Directions for this task:
Search the records for "tell". Copy every line where it appears.
══ Source data ══
PR #6299, opened 2026-08-19
Add replace parameter to Element.on and ui.button.on_click

Mohameme7:
### Motivation

Discussion [#3440](https://github.com/zauberzeug/nicegui/discussions/3440) ("Removing an existing handler") asks how to swap out a handler that is already registered on an element.

Today `Element.on()` — and therefore `ui.button.on_click()` — always *appends*: each call stores a new `EventListener` under a fresh id, so the previously registered handler keeps firing alongside the new one. There is no public way to replace a handler, which can lead to unintended behavior when the same event is bound a second time.

### Implementation

`Element.on()` gets an opt-in `replace: bool = False` parameter. When it is `True`, listeners of the *same* event type are dropped before the new listener is registered:

```py
if replace:
    self._event_listeners = {
        id_: l for id_, l in self._event_listeners.items() if l.type != event_type
    }
self._event_listeners[listener.id] = listener
```

Filtering on `l.type` keeps listeners for other event types untouched — an element with both a click and a hover handler only loses its click handler when `on('click', ..., replace=True)` is called.

`ui.button.on_click()` forwards the parameter, so the common case reads:

```py
button = ui.button('Click me', on_click=first_handler)
...
button.on_click(second_handler, replace=True)  # first_handler no longer fires
```

The default is `False`, so existing behavior is unchanged and nothing else needs to be touched.

Open points:

- Only `ui.button.on_click()` forwards `replace` so far. The same forwarding could be added to the `on_*` convenience methods of other elements; this PR covers the case I needed.
- No pytests yet — happy to add one if you tell me where it fits best.
- No documentation page was changed; the new parameter is described in the `Element.on()` and `on_click()` docstrings.

### Progress

- [ ] Pytests have been added/updated, or the **Implementation** section explains why they are not necessary.

### DIFF
--- a/nicegui/element.py
+++ b/nicegui/element.py
@@ -386,8 +386,8 @@ class Element(Visibility):
         :param leading_events: whether to trigger the event handler immediately upon the first event occurrence (default: ``True``)
         :param trailing_events: whether to trigger the event handler after the last event occurrence (default: ``True``)
         :param js_handler: JavaScript function that is handling the event on the client (default: "(...args) => emit(...args)")
-        :param replace: whether to replace the event or append to existing events
-        :param key : an identifier key to distinct between internally and externally generated elements
+        :param replace: whether to replace a listener with the same ``type`` and ``key`` instead of adding another one (default: ``False``)
+        :param key: object identifying this listener, so that it can be replaced later (default: ``None``)
         """
         if handler or js_handler:
             event_type = helpers.event_type_to_camel_case(type)
--- a/nicegui/element.py
+++ b/nicegui/element.py
@@ -357,7 +357,8 @@ class Element(Visibility):
            leading_events: bool = True,
            trailing_events: bool = True,
            js_handler: str = '(...args) => emit(...args)',
-           replace: bool = False
+           replace: bool = False,
+           key: Any = None
            ) -> Self:
         """Subscribe to an event.
 
@@ -386,6 +387,7 @@ class Element(Visibility):
         :param trailing_events: whether to trigger the event handler after the last event occurrence (default: ``True``)
         :param js_handler: JavaScript function that is handling the event on the client (default: "(...args) => emit(...args)")
         :param replace: whether to replace the event or append to existing events
+        :param key : an identifier key to distinct between internally and externally generated elements
         """
         if handler or js_handler:
             event_type = helpers.event_type_to_camel_case(type)
@@ -399,11 +401,20 @@ class Element(Visibility):
                 leading_events=leading_events,
                 trailing_events=trailing_events,
                 request=storage.request_contextvar.get(),
+                key=key
             )
-            if replace:
-                self._event_listeners = {
-                    id_: l for id_, l in self._event_listeners.items() if l.type != event_type
-                }
+            if replace and key is not None:
+                existing = next((listener for listener in self._event_listeners.values()
+                                 if listener.type == event_type and listener.key == key), None)
+                if existing is not None:
+                    old_dict = {**existing.to_dict(), 'listener_id': ''}
+                    new_dict = {**listener.to_dict(), 'listener_id': ''}
+                    existing.handler = handler
+                    existing.request = listener.request
+                    if old_dict == new_dict:
+                        return self
+                    del self._event_listeners[existing.id]
+
             self._event_listeners[listener.id] = listener
             self.update()
         return self
--- a/nicegui/element.py
+++ b/nicegui/element.py
@@ -404,16 +404,15 @@ class Element(Visibility):
                 key=key
             )
             if replace and key is not None:
-                existing = next((listener for listener in self._event_listeners.values()
-                                 if listener.type == event_type and listener.key == key), None)
-                if existing is not None:
-                    old_dict = {**existing.to_dict(), 'listener_id': ''}
-                    new_dict = {**listener.to_dict(), 'listener_id': ''}
-                    existing.handler = handler
-                    existing.request = listener.request
-                    if old_dict == new_dict:
-                        return self
-                    del self._event_listeners[existing.id]
+                previous = [old for old in self._event_listeners.values()
+                            if old.type == event_type and old.key == key]
+                new_dict = {**listener.to_dict(), 'listener_id': ''}
+                if len(previous) == 1 and {**previous[0].to_dict(), 'listener_id': ''} == new_dict:
+                    previous[0].handler = handler
+                    previous[0].request = listener.request
+                    return self
+                for old in previous:
+                    del self._event_listeners[old.id]
 
             self._event_listeners[listener.id] = listener
             self.update()
--- a/nicegui/element.py
+++ b/nicegui/element.py
@@ -357,6 +357,7 @@ class Element(Visibility):
            leading_events: bool = True,
            trailing_events: bool = True,
            js_handler: str = '(...args) => emit(...args)',
+           replace: bool = False
            ) -> Self:
         """Subscribe to an event.
 
@@ -384,11 +385,13 @@ class Element(Visibility):
         :param leading_events: whether to trigger the event handler immediately upon the first event occurrence (default: ``True``)
         :param trailing_events: whether to trigger the event handler after the last event occurrence (default: ``True``)
         :param js_handler: JavaScript function that is handling the event on the client (default: "(...args) => emit(...args)")
+        :param replace: whether to replace the event or append to existing events
         """
         if handler or js_handler:
+            event_type = helpers.event_type_to_camel_case(type)
             listener = EventListener(
                 element_id=self.id,
-                type=helpers.event_type_to_camel_case(type),
+                type=event_type,
                 args=[args] if args and isinstance(args[0], str) else args,  # type: ignore
                 handler=handler,
                 js_handler=None if js_handler == '(...args) => emit(...args)' else js_handler,
@@ -397,6 +400,10 @@ class Element(Visibility):
                 trailing_events=trailing_events,
                 request=storage.request_contextvar.get(),
             )
+            if replace:
+                self._event_listeners = {
+                    id_: l for id_, l in self._event_listeners.items() if l.type != event_type
+                }
             self._event_listeners[listener.id] = listener
             self.update()
         return self
--- a/nicegui/elements/button.py
+++ b/nicegui/elements/button.py
@@ -38,9 +38,15 @@ class Button(IconElement, TextElement, DisableableElement, BackgroundColorElemen
         if on_click:
             self.on_click(on_click)
 
-    def on_click(self, callback: Handler[ClickEventArguments]) -> Self:
-        """Add a callback to be invoked when the button is clicked."""
-        self.on('click', lambda _: handle_event(callback, ClickEventArguments(sender=self, client=self.client)), [])
+    def on_click(self, callback: Handler[ClickEventArguments], replace: bool = False) -> Self:
+        """Add a callback to be invoked when the button is clicked.
+
+        :param callback: callback to be invoked when the button is clicked
+        :param replace: replace existing callback with a new one rather than appending
+        """
+        self.on('click',
+                lambda _: handle_event(callback, ClickEventArguments(sender=self, client=self.client)), [],
+                replace=replace)
         return self
 
     def _render_markdown(self) -> str:
--- a/nicegui/elements/button.py
+++ b/nicegui/elements/button.py
@@ -39,7 +39,7 @@ class Button(IconElement, TextElement, DisableableElement, BackgroundColorElemen
         if on_click:
             self.on_click(on_click)
 
-    def on_click(self, callback: Handler[ClickEventArguments], replace: bool = False) -> Self:
+    def on_click(self, callback: Handler[ClickEventArguments], *, replace: bool = False) -> Self:
         """Add a callback to be invoked when the button is clicked.
 
         :param callback: callback to be invoked when the button is clicked
--- a/nicegui/elements/button.py
+++ b/nicegui/elements/button.py
@@ -11,6 +11,7 @@ from .mixins.text_element import TextElement
 
 
 class Button(IconElement, TextElement, DisableableElement, BackgroundColorElement):
+    _ON_CLICK_KEY = object()
 
     @resolve_defaults
     def __init__(self,
@@ -46,7 +47,7 @@ class Button(IconElement, TextElement, DisableableElement, BackgroundColorElemen
         """
         self.on('click',
                 lambda _: handle_event(callback, ClickEventArguments(sender=self, client=self.client)), [],
-                replace=replace)
+                replace=replace, key=self._ON_CLICK_KEY)
         return self
 
     def _render_markdown(self) -> str:
--- a/nicegui/event_listener.py
+++ b/nicegui/event_listener.py
@@ -18,6 +18,7 @@ class EventListener:
     leading_events: bool
     trailing_events: bool
     request: Request | None
+    key: Any = None
 
     def __post_init__(self) -> None:
         self.id = str(uuid.uuid4())


evnchn:
@Mohameme7 A bit mangled, the rendered PR description. Mind if you fix it a bit? Thanks!

Mohameme7:
> @Mohameme7 A bit mangled, the rendered PR description. Mind if you fix it a bit? Thanks!

Definitely, done.
this is my first PR so things my still be a bit messy, sorry for that.

evnchn:
@Mohameme7 I went ahead and updated the PR title and desc for you

evnchn:
Thanks for picking this up!

One thing blocks the current approach: `_event_listeners` also holds listeners that NiceGUI registers itself, on the same event types. Removing by type takes those out too:

```py
inp = ui.input()
inp.on('update:value', lambda e: print(e.args), replace=True)
# type in the browser: the handler fires, but inp.value never updates again
```

`ValueElement` registers `update:{VALUE_PROP}` (`value_element.py:53`), so `.value`, bindings and `on_value_change` all go dead. Same shape for `ui.number` (`blur`, `number.py:62`), `ui.select` (`popup-show`/`popup-hide`, `select.py:87`), and `Button.clicked()` (`button.py:65`) — the latter leaves anyone awaiting it hanging forever, with no error.

Suggestion: give `EventListener` an optional key, and scope the replacement to that key rather than to the type. Internal listeners carry no key, so they are untouchable by construction; `on_click` can pass its own key so users never see one.

Worth knowing for the implementation: if the new registration differs only in the Python handler (same args, throttle, modifiers, `js_handler`), you can assign `listener.handler` in place and keep the existing id. Then no `update()` is needed at all — the client never learns anything changed, which avoids both the element re-render and the "Event listeners changed after initial definition" warning.

Mohameme7:
> Thanks for picking this up!
> 
> One thing blocks the current approach: `_event_listeners` also holds listeners that NiceGUI registers itself, on the same event types. Removing by type takes those out too:
> 
> ```python
> inp = ui.input()
> inp.on('update:value', lambda e: print(e.args), replace=True)
> # type in the browser: the handler fires, but inp.value never updates again
> ```
> 
> `ValueElement` registers `update:{VALUE_PROP}` (`value_element.py:53`), so `.value`, bindings and `on_value_change` all go dead. Same shape for `ui.number` (`blur`, `number.py:62`), `ui.select` (`popup-show`/`popup-hide`, `select.py:87`), and `Button.clicked()` (`button.py:65`) — the latter leaves anyone awaiting it hanging forever, with no error.
> 
> Suggestion: give `EventListener` an optional key, and scope the replacement to that key rather than to the type. Internal listeners carry no key, so they are untouchable by construction; `on_click` can pass its own key so users never see one.
> 
> Worth knowing for the implementation: if the new registration differs only in the Python handler (same args, throttle, modifiers, `js_handler`), you can assign `listener.handler` in place and keep the existing id. Then no `update()` is needed at all — the client never learns anything changed, which avoids both the element re-render and the "Event listeners changed after initial definition" warning.


So add an optional field in EventListener, then pass it to .on in lets say on_click on and so on, and then the user can create a new event and pass a key then we check if that key exists and remove it rather than wiping all events of same type
so for example 
```py
ui.button('Test')
button.on_click(lambda : print(24), key="Anykey")
```
then if we want to change it later
```py
button.on_click(lambda: print(23), key ="Anykey", replace=True)
```

and the logic in .on
```py
            if replace:
                self._event_listeners = {
                    id_: l for id_, l in self._event_listeners.items() if l.key != key
                }
```
?

evnchn:
Yes, that's the shape. I built it locally to check the advice actually holds, and it does — with three corrections before you code it.

**`key=None` must not match.** With `key: str | None = None`, a bare `on('click', ..., replace=True)` keeps only listeners whose key *isn't* `None` — which deletes every internal listener on the element, across every event type. Strictly worse than the type-based version. So `replace` should only ever remove an explicitly keyed listener. (Whether the unkeyed case is a silent no-op or a `ValueError` is a real design choice — worth picking deliberately rather than falling into.)

**Match on `(type, key)`, not `key` alone.** Keys are user strings, so the same one on `'click'` and `'keydown'` would clobber. You already hoisted `event_type` in this PR, so it's free.

**`on_click` shouldn't take a `key`** — and its own key shouldn't be a string. Give it a module-private sentinel:

```py
_ON_CLICK_KEY = object()
...
self.on('click', ..., key=_ON_CLICK_KEY, replace=replace)
```

A string like `key='on_click'` is still *public*: a user writing `button.on('click', f, key='on_click', replace=True)` silently replaces the `on_click` callback, and vice versa. A sentinel can't be collided with by construction. That widens `key` to `Any`, which is fine — nothing serializes it to the client.

On the in-place part: your sketch still rebuilds the dict and calls `update()`, so the client sees a listener id it hasn't seen and re-renders the element with an `"Event listeners changed after initial definition"` warning on **every** replace (`nicegui.js:507`). If the matched listener differs only in the Python handler, assign `listener.handler` (and `listener.request`) and return — same id, no `update()`, no warning. Fall back to remove-and-add only when `args`, `throttle`, `leading_events`, `trailing_events` or `js_handler` actually differ, since those are what `to_dict()` sends to the client. Comparing `{**old.to_dict(), 'listener_id': ''}` against the same for the new listener is an easy way to express exactly that.

For the tests: `tests/test_events.py` is the right home — `test_late_event_registration` is the closest neighbour and already asserts on that warning, which makes it a natural place to check that the replace path *doesn't* trigger it. Two things worth guarding there: that an `ui.input`'s `on_change` still fires after a keyed `replace=True` on `update:value` (that's the internal-listener regression), and that no re-render warning shows up.

Nice first PR, by the way — the awkward part here is entirely NiceGUI's, not yours: `_event_listeners` mixes ours and yours with nothing distinguishing them, and `key` is what finally does.

Mohameme7:
> Yes, that's the shape. I built it locally to check the advice actually holds, and it does — with three corrections before you code it.
> 
> **`key=None` must not match.** With `key: str | None = None`, a bare `on('click', ..., replace=True)` keeps only listeners whose key _isn't_ `None` — which deletes every internal listener on the element, across every event type. Strictly worse than the type-based version. So `replace` should only ever remove an explicitly keyed listener. (Whether the unkeyed case is a silent no-op or a `ValueError` is a real design choice — worth picking deliberately rather than falling into.)
> 
> **Match on `(type, key)`, not `key` alone.** Keys are user strings, so the same one on `'click'` and `'keydown'` would clobber. You already hoisted `event_type` in this PR, so it's free.
> 
> **`on_click` shouldn't take a `key`** — and its own key shouldn't be a string. Give it a module-private sentinel:
> 
> ```python
> _ON_CLICK_KEY = object()
> ...
> self.on('click', ..., key=_ON_CLICK_KEY, replace=replace)
> ```
> 
> A string like `key='on_click'` is still _public_: a user writing `button.on('click', f, key='on_click', replace=True)` silently replaces the `on_click` callback, and vice versa. A sentinel can't be collided with by construction. That widens `key` to `Any`, which is fine — nothing serializes it to the client.
> 
> On the in-place part: your sketch still rebuilds the dict and calls `update()`, so the client sees a listener id it hasn't seen and re-renders the element with an `"Event listeners changed after initial definition"` warning on **every** replace (`nicegui.js:507`). If the matched listener differs only in the Python handler, assign `listener.handler` (and `listener.request`) and return — same id, no `update()`, no warning. Fall back to remove-and-add only when `args`, `throttle`, `leading_events`, `trailing_events` or `js_handler` actually differ, since those are what `to_dict()` sends to the client. Comparing `{**old.to_dict(), 'listener_id': ''}` against the same for the new listener is an easy way to express exactly that.
> 
> For the tests: `tests/test_events.py` is the right home — `test_late_event_registration` is the closest neighbour and already asserts on that warning, which makes it a natural place to check that the replace path _doesn't_ trigger it. Two things worth guarding there: that an `ui.input`'s `on_change` still fires after a keyed `replace=True` on `update:value` (that's the internal-listener regression), and that no re-render warning shows up.
> 
> Nice first PR, by the way — the awkward part here is entirely NiceGUI's, not yours: `_event_listeners` mixes ours and yours with nothing distinguishing them, and `key` is what finally does.

I've applied the changes you suggested and did some tests and things seemed pretty good.
And thank you so much for the compliment <3

evnchn (commented):
Read the new version — the sentinel, the `(type, key)` scoping and the `key is not None` guard all look right, and I ran it locally: `ruff`, `pylint` and `mypy` are clean, and a regression test for the internal-listener case passes against your branch unchanged.

One real bug left, plus two doc nits, inline.

On tests — this is the part still missing, and it's the part that would have caught the bug above. `tests/test_events.py` next to `test_late_event_registration` is the natural home; two things worth asserting are that an `ui.input`'s `on_change` still fires after a keyed `replace=True` on `update:value`, and that no `"Event listeners changed after initial definition"` warning shows up when only the Python handler changed.

nicegui/element.py
```diff
@@ -384,19 +386,35 @@ def on(self,
...
+                existing = next((listener for listener in self._event_listeners.values()
+                                 if listener.type == event_type and listener.key == key), None)
+                if existing is not None:
+                    old_dict = {**existing.to_dict(), 'listener_id': ''}
+                    new_dict = {**listener.to_dict(), 'listener_id': ''}
+                    existing.handler = handler
+                    existing.request = listener.request
+                    if old_dict == new_dict:
+                        return self
+                    del self._event_listeners[existing.id]
```
evnchn: **`next()` only replaces the first match, so `replace=True` can leave a stale handler behind** (major)

Appending is `on_click`'s documented default, so two listeners can legitimately share the key:

```py
b = ui.button('x', on_click=a)
b.on_click(b_handler)                 # second listener, same key
b.on_click(c_handler, replace=True)
```

Clicking then fires `c` **and** `b_handler` — two listeners survive. Collecting all matches instead of the first fixes it, and it lets the in-place check be `len(previous) == 1`, so the fast path can't silently apply while a duplicate is still registered:

```suggestion
            if replace and key is not None:
                previous = [old for old in self._event_listeners.values()
                            if old.type == event_type and old.key == key]
                new_dict = {**listener.to_dict(), 'listener_id': ''}
                if len(previous) == 1 and {**previous[0].to_dict(), 'listener_id': ''} == new_dict:
                    previous[0].handler = handler
                    previous[0].request = listener.request
                    return self
                for old in previous:
                    del self._event_listeners[old.id]
```

Same change also moves the `existing.handler = ...` assignment after the equality check — as written it mutates the listener before deciding whether to keep it, which is harmless today only because neither `handler` nor `request` appears in `to_dict()`.

nicegui/element.py
```diff
@@ -384,19 +386,35 @@ def on(self,
         :param leading_events: whether to trigger the event handler immediately upon the first event occurrence (default: ``True``)
         :param trailing_events: whether to trigger the event handler after the last event occurrence (default: ``True``)
         :param js_handler: JavaScript function that is handling the event on the client (default: "(...args) => emit(...args)")
+        :param replace: whether to replace the event or append to existing events
+        :param key : an identifier key to distinct between internally and externally generated elements
```
evnchn: **Docstring for `key` won't render** (minor)

`:param key :` has a space before the colon, and the rendered docs do `description.replace(':param ', ':')`, so this one won't come out as a field like its neighbours. The wording also says "elements" where it means listeners.

Worth saying here too that `replace` is a no-op when no `key` is given — right now the text promises unconditional replacement.

```suggestion
        :param replace: whether to replace a listener with the same ``type`` and ``key`` instead of adding another one (default: ``False``)
        :param key: object identifying this listener, so that it can be replaced later (default: ``None``)
```

nicegui/elements/button.py
```diff
@@ -38,9 +39,15 @@ def __init__(self,
         if on_click:
             self.on_click(on_click)
 
-    def on_click(self, callback: Handler[ClickEventArguments]) -> Self:
-        """Add a callback to be invoked when the button is clicked."""
-        self.on('click', lambda _: handle_event(callback, ClickEventArguments(sender=self, client=self.client)), [])
+    def on_click(self, callback: Handler[ClickEventArguments], replace: bool = False) -> Self:
```
evnchn: **Keyword-only `replace`** (minor)

`Element.on` makes everything after `args` keyword-only; matching that here keeps the positional signature free to grow later.

```suggestion
    def on_click(self, callback: Handler[ClickEventArguments], *, replace: bool = False) -> Self:
```

An `*Added in version …*` line above the `:param` list would fit the house docstring style too — the maintainers can tell you which release number to put.

Mohameme7:
> Read the new version — the sentinel, the `(type, key)` scoping and the `key is not None` guard all look right, and I ran it locally: `ruff`, `pylint` and `mypy` are clean, and a regression test for the internal-listener case passes against your branch unchanged.
> 
> One real bug left, plus two doc nits, inline.
> 
> On tests — this is the part still missing, and it's the part that would have caught the bug above. `tests/test_events.py` next to `test_late_event_registration` is the natural home; two things worth asserting are that an `ui.input`'s `on_change` still fires after a keyed `replace=True` on `update:value`, and that no `"Event listeners changed after initial definition"` warning shows up when only the Python handler changed.

applied the suggestions

evnchn:

**Good:** ran the branch, and everything from the last round checks out. Duplicate-key replace leaves one listener, `ui.input`'s internal `update:value` listener survives a keyed replace, `Button.clicked()`'s unkeyed one is untouched, and the in-place path keeps the listener id with no re-render warning.

**Left on your side:**
- A test in `tests/test_events.py` next to `test_late_event_registration`; one function covers all three cases above.
- The PR description, which still shows the old `l.type` filtering and says "no pytests yet".

**For a maintainer, not you:** `replace` already means a string of replacement values on `Element.classes` and `Element.style`, so the same keyword would carry two shapes on one class.

falkoschindler:
@Mohameme7 Thanks for taking this on, and sorry for weighing in this late. I've read the discussion and the current branch, and I'd like to step back from the implementation for a moment, because I don't think this is the right shape for the API.

**Why I hesitate:**

- Only `Button.on_click` gets `replace`. NiceGUI has 39 `on_*` convenience methods (eight of them named `on_click`), and users would rightly expect `ui.input.on_value_change(..., replace=True)` or `ui.link.on_click(..., replace=True)` to work the same way. Extending this consistently means a private sentinel key and a new parameter on every one of them. That's a lot of API surface for a feature that started as a one-line question.
- `key` and `replace` are two parameters for one concept, and each is a silent no-op without the other. On top of that, `replace` already means something different on `classes()` and `style()`.
- Listeners registered via `on_click` and via `on('click', ...)` live in separate worlds: the sentinel key is private, so neither side can ever replace the other. That's deliberate, but hard to explain to users.
- The in-place handler swap exists to avoid the client-side re-render and its "Event listeners changed after initial definition" warning. It only works when nothing but the Python handler changes. Change the throttle or the args, and you're back to the re-render. So the feature's behavior depends on implementation details the user can't see.

The root problem is that NiceGUI currently has no way to *remove* a listener cleanly, on the client as well as on the server. If we want to solve this, I'd rather do it properly: an unsubscribe primitive along the lines of the DOM's `removeEventListener` (something like `element.off(...)`), with client support so removed listeners disappear without a re-render warning and without the client emitting events nobody consumes anymore. That's a design discussion first, not a small PR, and I'd suggest opening an issue for it.

Until then, the recommendation from #3440 still holds: register the handler once and let it decide what to do, e.g. by calling whatever is currently stored in a variable.

So I'm going to close this PR, and I want to be clear that this is not a judgement on your work. The awkward part is entirely on NiceGUI's side, and the review rounds pushed the implementation further than the original question warranted, which is on us, not on you. For a first contribution this was well done, and if you'd like to pursue the `off()` direction, I'm happy to discuss the design in an issue.

@evnchn thanks for the thorough reviews here. I know this is a step back from where the discussion had gone, but I'd rather settle the target API first before we grow more special cases on top of `_event_listeners`. [※](https://zauberzeug.github.io/colophon/#m=claude-fable-5-1&t=Assessment%20and%20wording%20from%20the%20model%2C%20decision%20and%20direction%20from%20the%20maintainer.&a=claude-code "claude-fable-5-1: Assessment and wording from the model, decision and direction from the maintainer.")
═══
Task answer:
- No pytests yet — happy to add one if you tell me where it fits best.
An `*Added in version …*` line above the `:param` list would fit the house docstring style too — the maintainers can tell you which release number to put.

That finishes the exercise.